Related-Key Rectangle Attacks on Round-Reduced TWINE
摘要
TWINE, a lightweight block cipher based on the Generalized Feistel Structure, was proposed by Suzaki et al. in SAC 2012. Since TWINE was proposed, its security has attracted considerable attention. However, to the best of our knowledge, no prior work has been published on related-key rectangle attacks against TWINE. Therefore, in this paper, we provide a comprehensive security evaluation of TWINE in the context of such attacks. Our approach focuses on the construction of key-recovery-friendly related-key boomerang distinguisher.

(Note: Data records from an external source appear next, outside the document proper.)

Issue #187, opened 2026-05-22
[bug] Issues getting started with Windows


rhossack:
### What happened?

Here are the commands I ran after installing WSL, pipx, and hf:

./scripts/setup.sh qwen3.6-27b
./scripts/launch.sh --variant llamacpp/mtp
hf download unsloth/Qwen3.6-27B-GGUF Qwen3.6-27B-UD-Q3_K_XL.gguf mmproj-F16.gguf --local-dir /mnt/d/LLMs/qwen3.6-27b-gguf/unsloth-q3kxl
CTX_SIZE=131072 UBATCH_SIZE=1024 docker compose -f models/qwen3.6-27b/llama-cpp/compose/single/mtp.yml up -d
hf download unsloth/Qwen3.6-27B-GGUF Qwen3.6-27B-Q4_K_M.gguf mmproj-F16.gguf --local-dir /mnt/d/LLMs/qwen3.6-27b-gguf/unsloth-mtp-q4km

At this point, I noticed that the model the variant I chose is looking for is not the one installed by the hf, which is why I manually changed the command to get the Q4 instead of the Q3. I then manually moved the mmproj file to the location that was complained about in launch.sh.

Now, when I run launch.sh with the above variant, I see this:

[switch] bringing up: llamacpp/mtp  (models/qwen3.6-27b/llama-cpp/compose/single/mtp.yml)
[+] up 2/2
 ✔ Network single_default         Created                                                                           0.1s
 ✔ Container llama-cpp-qwen36-27b Started                                                                           0.7s
[switch] waiting for http://localhost:8020/v1/models (container=llama-cpp-qwen36-27b, timeout 600s)...
[switch]   60s elapsed, still waiting...

But I'm not able to access that models endpoint in my browser, and the curl test command returns nothing when I run it in another wsl terminal, and the wsl terminal that the model is running under doesn't indicate that there's anything trying to hit it.

I then noticed that the curl test specifies a model different from the one I launched. I'm not sure what exact model string to replace it with, though.

curl -sf http://localhost:8020/v1/chat/completions -H "Content-Type: application/json" -d '{"model":"qwen3.6-27b-autoround","messages":[{"role":"user","content":"Capital of France?"}],"max_tokens":200}'

[my-rig.md](https://github.com/user-attachments/files/28160432/my-rig.md)

### Steps to reproduce

```bash
I put that info in the above box
```

[...]

PR #680, opened 2026-07-11
Bump llama.cpp pin to server-cuda-b9967 (+4 think-ON, validated A/B)

noonghunna:
## Why

Our pin `server-cuda-b9246` was **52 days / 721 builds old** (built 2026-05-20). Validated the current build with a full quality A/B on the Tess dual serve (identical config, only the image changed):

| leg | b9246 (pin) | **b9967** |
|---|---|---|
| think-OFF (greedy) | 115 / 113 | **115** — total tie (4 scenarios flipped each way; engine changes greedy outputs on specific prompts but nets zero) |
| think-ON (+16K budget) | **118 ×3 (tight)** | **122** — incl. 3 previously-100%-reproducible failures now passing: **CLI-31** (safety refusal, was a hard 0), **CLI-20** (byte-exact archive), **RM-04** (the math scenario cross-rig report #665 always passed and we never did) |

Boots clean, external `draft-mtp` works, all 8 packs ran. The think-ON lift also explains most of #665's cross-rig gap (his b9932 sits between our pins).

## What

- All 8 llama.cpp compose image defaults → `server-cuda-b9967`, **unifying a drifted pin landscape**: qwen/tess were b9246, Deckard was b9570, and gemma-12b + vibethinker rode the **rolling tag** — a violation of the #187 policy (rolling crash-looped at b9282; we pin validated builds).
- Engine profile `install.spec` + notes aligned with the composes (spec previously said rolling while composes pinned).
- `test-preflight-compose-deps` fixture, llama-cpp README, WSL_SETUP doc.
- NOT touched: registry status_notes and BENCHMARKS (historical validation records stay dated to their measured pin); `baselines.yml` rows go stale by design — the staleness badge is the feature, and the off-hours re-bench queue picks them up.

## Validation status per slug

Tess dual: full A/B (above). Others: single-boot smoke on the qwen single-card default posting to this PR shortly; remaining slugs boot-revalidate opportunistically — no vendored patches exist on llama.cpp, so risk is flag-compat only (the A/B exercised the full flag family incl. reasoning, draft-mtp, cache-type, ts).

Guards: preflight-compose-deps · status-drift · both parities · registry-disk · mounts-resolve — all PASS.

https://claude.ai/code/session_01EfF565T9eSLaqGzidyJ1Pm


noonghunna:
**Smoke: qwen single-card default family PASS on b9967** — `single/unsloth-q4km/mtp.yml` boots via compose with the new default (`docker inspect` confirms `server-cuda-b9967`), coherence clean ("Paris"/stop), spec-dec path initialized. Combined with the Tess dual full A/B, that's the two highest-traffic llama.cpp shapes (dual layer-split + external draft, single + embedded MTP family) validated on the new pin.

Building upon the method of searching single-key boomerang distinguishers proposed by Hadipour et al., we model the precise differential characteristics (rather than the truncated differential characteristics) over the \(r_0\) and \(r_1\) rounds. Additionally, we model the propagation of both precise and truncated differential characteristics for the round function and key schedule and constrain the number of active S-boxes in the input and output of the boomerang distinguishers. As a result, we present the longest-known distinguishers for both TWINE-80 and TWINE-128. Using these distinguishers, we perform related-key rectangle attacks that improve upon previous results. Specifically, leveraging a 21-round boomerang distinguisher, we successfully mount a 25-round related-key rectangle attack on TWINE-80, improving upon the previous attack by one round. For TWINE-128, we conduct a 28-round related-key rectangle attack using a 23-round boomerang distinguisher, significantly reducing the time complexity required for the attack.